On May 28, 2026, the Supreme Court of Canada (SCC) released its decision (Leave Decision) denying the Wolastoqey Nation’s application for leave to appeal (Leave Application)1 from the New Brunswick Court of Appeal’s decision in J.D. Irving, Limited et al. v. Wolastoqey Nation, 2025 NBCA 129 (Wolastoqey Appeal Decision). As is customary on leave applications, the SCC did not provide any accompanying reasons for the Leave Decision.

For governments, industry, lenders, and private landowners in New Brunswick, the practical consequence of the Leave Decision is substantial. The most sweeping Aboriginal title claim in Atlantic Canada will now proceed without private landowners as defendants and without the possibility of a declaration of Aboriginal title over privately-owned fee simple lands. The Leave Decision also means that the Wolastoqey Appeal Decision stands as the leading appellate authority supporting the proposition that reconciliation in the Aboriginal title context is achieved through compensation from the Crown rather than through declarations affecting fee simple ownership.
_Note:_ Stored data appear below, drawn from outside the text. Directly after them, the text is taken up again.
PR #227, opened 2019-11-01
trailing 'Z' support

gfZeng:
`ZonedDateTime("2019-11-01T15:09:13.978Z")` now throws

trailing `Z` should be equivalent to `+00:00`

### DIFF
--- a/src/parse.jl
+++ b/src/parse.jl
@@ -1,6 +1,8 @@
 using Dates: DateFormat, DatePart, min_width, max_width
 
 function tryparsenext_fixedtz(str, i, len, min_width::Int=1, max_width::Int=0)
+    i == len && str[i] == 'Z' && return ("Z", i+1)
+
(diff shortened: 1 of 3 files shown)


src/parse.jl
```diff
@@ -1,6 +1,9 @@
 using Dates: DateFormat, DatePart, min_width, max_width
 
 function tryparsenext_fixedtz(str, i, len, min_width::Int=1, max_width::Int=0)
+
+    str[i] == 'Z' && return ("Z", i+len)
```
omus: I believe this may interfere when parsing `Zulu`? We should probably verify this is the last character in the string

gfZeng:
PR updated

IMO, `UTC_ZERO` better than `ZERO_UTC`

gfZeng:
> Could you add some tests? Thanks for this!

PR updated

While the SCC’s refusal to grant leave does not necessarily constitute endorsement of the lower court’s reasoning, it does mean that the SCC concluded that the Leave Application did not raise issues of sufficient national or public importance to warrant the intervention of Canada’s highest court. Denial of the Leave Application also means that the Wolastoqey Appeal Decision remains binding in New Brunswick, with significant implications for Aboriginal title claims across the country.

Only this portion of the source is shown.